These are not happy times for our country. Political violence is becoming normalised, the strike wave shows no sign of letting up, education remains in crisis and corruption has reached the point where people are making comparisons between contemporary South Africa and Mobutu’s Zaire. And our economic crisis, with mass unemployment, seems more or less permanent. And it is this last fact that should be keeping our rulers up at night. Mass unemployment will, inevitably, lead to an explosion of some sort.
It seems to many people that the dreams of 1994 lie in tatters. There should be no equivocation on the reality that there are very serious threats to our society and that many of them come from within the ruling party and its alliance partners.
If we keep going on the road we are on we will end up with a society in which politicians plunder the country from within their gated luxury. We all have to move, and move fast, to challenge the direction in which the country is going.
But we should not fall prey to a debilitating pessimism. If we look at where we were twenty or thirty years ago we have a lot of be grateful. Racism, a truly odious corruption of what it is to be a human being, has no formal legitimacy and many of our children are growing up in environments far less toxic than their parents and grandparents. That is something to celebrate.
And the fact that so many black families have been able to take advantage of the end of formal racism to advance, to educate their children and join the middle class is also something to celebrate. The black middle class is now larger than the white middle class. For all these people this country and its democracy have opened real opportunity and many of them will not let it go down without a fight.
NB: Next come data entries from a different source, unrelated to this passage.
PR #2592, opened 2023-01-16
Add noscript for browsers without JS

### LINKED ISSUE #2543: Add content to the landing page for browsers without JS support
Owncast page in `webv2` branch with browsers without JS support currently looks like [this](https://user-images.githubusercontent.com/39205857/210184282-18e57f63-17a4-41a1-bafd-ee7215495744.png). Its content should get updated based on the [main branch](https://user-images.githubusercontent.com/39205857/210184415-6728935b-a3cc-4a6c-a29f-a710ffff2a7f.png) ([source](https://github.com/owncast/owncast/blob/a5e5037f5c09e9deedad6558ea9a7ea8a0e486de/webroot/index.html#L220-L259)).

LBBO:
Fixes #2543 

Please note that the [styles aren't applied in a dev build](https://nextjs.org/docs/basic-features/built-in-css-support#does-it-work-with-javascript-disabled). In order to test the changes correctly, please run `npm run build && npm start` and then open the page in a browser without JS enabled. In chrome, you can open the dev tools (F12), open the command palette (Cmd / Ctrl + Shift + P) and search for "JavaScript". You should find a command to enable / disable JS. Then reload the page and voilà!

I'm currently still having an issue with the logo just disappearing (like `visibility: hidden;`, not `display: none`) as soon as the screen width is `< 768px`. Does anyone have an idea why that is? I couldn't find any changes in its or its parents' CSS between `768px` and `767px`. It seems likely that this behavior is related to the desktop breakpoint (`>= 768px` in https://github.com/owncast/owncast/blob/029dba0808c6a2dc324371aa81dbf838a977142f/web/components/ui/Content/Content.tsx#L306 or https://github.com/owncast/owncast/blob/029dba0808c6a2dc324371aa81dbf838a977142f/web/styles/mixins.scss#L9) but I couldn't find a way the SCSS mixin could affect the `noscript` or its descendants. I think it's safe to rule out the React state variable as a possible cause because the issue occurs when the screen is resized while JS is disabled.


gabek:
If you're looking to have something rendered without using Javascript I would guess the best bet would be to put plain HTML into `_document` and don't use CSS modules as there's no guarantee React components or CSS modules will get rendered down to plain text and not require Javascript. `_document` is going to be the highest level and most likely going to not turn into a Javascript bundle that needs executing.

LBBO:
Doesn't [this section of the CSS support documentation](https://nextjs.org/docs/basic-features/built-in-css-support#does-it-work-with-javascript-disabled) promise that CSS will work in production with JS disabled? And since everything works right now thanks to SSR (at least it works in Chrome with JS disabled), why exactly would `_document` be preferable over normal JSX?

gabek:
Only because I don't trust it'll _always_ be that way. If the goal is to make something work without Javascript using Javascript it feels like that can easily fall apart. I don't trust Next, it's a black box and it'll do what it's going to do. So I figured the document is most likely to be rendered at build time. Every nested component I feel less confident that it would always be the case. I don't even feel confident about document being rendered into html, to be honest, but it's as close as we'd get.

LBBO:
Alright, I see. The thing is that this solution is way more readable and maintainable, in my opinion. How about I check if it's possible to write a snapshot test that makes an actual HTTP call, ensures there is one single `<noscript>` tag and then checks its contents against a snapshot? Something similar could happen for the CSS. That way, we would have a backup copy of the actual HTML (and CSS) in case the rendering changes and, more importantly, we would be notified if something causes the SSR to break. But until then, we would have more readable code.

gabek:
I think if it's working right now the way that you're doing it, since the noscript case is going to be a pretty niche case, so I don't think too much effort needs to go into verifying it or anything. I don't hold my concerns about Nextjs's rendering decisions strongly or anything. If something changes in the future it's not like this will break everything for everyone, it'll only break things for people who are already broken.

LBBO:
Alright, great! Do you have any idea what the issue with the image and the viewport might be? If not, I'll just have to do some more digging next week 🤷‍♂️

gabek:
I don't have any answers offhand, but since this will impact very few people I think if you're running into issues styling this noscript block then maybe just make it super simple so you don't have to deal with styling as much.

gabek:
Or no styling at all for that matter is fine since it's simply a message and not a part of functionality in the application. As long as it's readable so they know to either turn on Javascript or go somewhere else :)

gabek:
Heads up: I changed the base of this PR from `webv2` to `develop` as all the feature work has been merged into `develop` and that's where changes will take place now.

LBBO:
Alright, after spending way too much time trying to figure out what the hell was going on with the logo (it just bugs me if I can't figure something like that out), I decided to just hide it on smaller screens. I also found and fixed another issue with vertical overflowing. Sorry for the delay, I hope this works for you now. Let me know if there's anything you'd like me to change!

gabek:
Great! Thanks so much for continuing to dig into it. I had totally forgotten about a `noscript` block, so it's good you caught it!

And although there are forces that would like to roll back press freedom, and although our media is still very much an elite media, we still have much more freedom of expression that we ever did under apartheid. This too is something to celebrate. It gives us a lot of space not just to expose failures of government but also to have real discussions about alternatives.
And while the ANC’s failure to create jobs will probably lead to serious consequences, its best project has been the system of grants which has blunted the sharp edge of poverty for millions of people. The party’s worst policy decision, and the one that will come back to haunt it, is its arrogant refusal to consider the basic income grant. But the success of the pension system and the child support grant does give us an institutional basis on which we could roll out a basic income grant. We have the money for us and all we need is the political will.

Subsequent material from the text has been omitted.